## Problem
For the records that follow, please set down exactly the lines between the one holding "Match the params" and the one holding "Accept a query", inclusive, and only those.

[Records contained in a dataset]
Issue #657, opened 2020-12-16
[API-FE] Build a query string based on the current filter state, 


jovergaag:
**What needs to be done? Why does it need to be done?**
Build a query string based on the current filter state. Add the query string to the API request URI.

Match the params that were established in #653

**Additional context**
Add any other context about the task here.

PR #679, opened 2020-12-22
[API] Add path and query param validations for new revocations endpoint 

### LINKED ISSUE #653: [API] Verify query params on the `newRevocations` endpoint and respond with 400 if invalid
Accept a query string on the `newRevocations` endpoint and verify the query params (detail below). If the params or param values are invalid, respond with a 400 error.

The params and values are below. The `district` dimension has dynamic values so do not verify that value.
chargeCategory: ["alcohol_drug", "all", "domestic_violence", "general", "serious_mental_illness", "sex_offense"]
district: <any>, 
metricPeriodMonths: ["12", "3", "36", "6"]
reportedViolations: ["1", "2", "3", "4", "5", "6", "7", "8", "all"]
supervisionLevel: ["all", "electronic_monitoring_only", "enhanced", "high", "incarcerated", "maximum", "medium", "minimum", "special"]
supervisionType: ["all", "dual", "parole", "probation"]
violationType: ["absconded", "all", "elec_monitoring", "escaped", "felony" "high_tech", "law", "low_tech", "med_tech", "misdemeanor", "municipal", "no_violations", "substance_abuse", "technical"]

**Additional context**

daschi:
## Description of the change

This PR adds path and query param validations for the `/api/:stateCode/newRevocations/:filename` endpoint. This is the first step towards requesting files by filter params from the frontend, and the param validations are set to optional here until we add the query params to the frontend as part of #657. 

I chose to use the package `express-validator` because I thought the documentation was pretty good and it's straightforward, but let me know if there is a different validation package you prefer!

## Type of change

## Related issues

> Closes #653 

Relates to #657 

### Development

### Code review


server/routes/api.js
```diff
@@ -20,22 +20,25 @@
...
 const { default: isDemoMode } = require("../utils/isDemoMode");
-
 /**
  * A callback which returns either either an error payload or a data payload.
  */
 function responder(res) {
   return (err, data) => {
     if (err) {
-      res.send(err);
+      const status = err.status || 500;
```
jovergaag, line 32: hooray. Thank you.

public-dashboard is doing this: `res.status(500).json({ error: err.message });` which i think does a nice job of tidying up the message. Currently the body of the response is pretty hard to read so I think we should adopt this.

So, when I renamed a file in the bucket, the error comes through here with `{ code: 404 }`, so the status here is set to 500 to send to the FE. That's a huge improvement from the status 200 we were receiving :). I wonder if we should also check for that `code: 404` here and set the status to 404 as well?

server/routes/api.js
```diff
@@ -20,22 +20,25 @@
...
+      res.status(status).send(err);
     } else {
       res.send(data);
     }
   };
 }
 
+const BAD_REQUEST = 400;
```
jovergaag, line 40: Should we add a 500 here as well, then include it on line 32?

server/routes/api.js
jovergaag: Or just check the `code` in general and set the status accordingly. Why is it coming through as `code`? 🤔

jovergaag (changes requested):
The param validation all looks good. Since you started digging into it...a couple of small requests on the error statuses :)

server/routes/api.js
daschi: Yeah that's a good idea, I'll add the check for `code`.[ Here's the documentation for the json API responses for google cloud storage.](https://cloud.google.com/storage/docs/json_api/v1/status-codes#401-unauthorized)

jovergaag (approved):
Supa! 🚀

## Reply to the task
Match the params that were established in #653

**Additional context**
Add any other context about the task here.

PR #679, opened 2020-12-22
[API] Add path and query param validations for new revocations endpoint 

### LINKED ISSUE #653: [API] Verify query params on the `newRevocations` endpoint and respond with 400 if invalid
Accept a query string on the `newRevocations` endpoint and verify the query params (detail below). If the params or param values are invalid, respond with a 400 error.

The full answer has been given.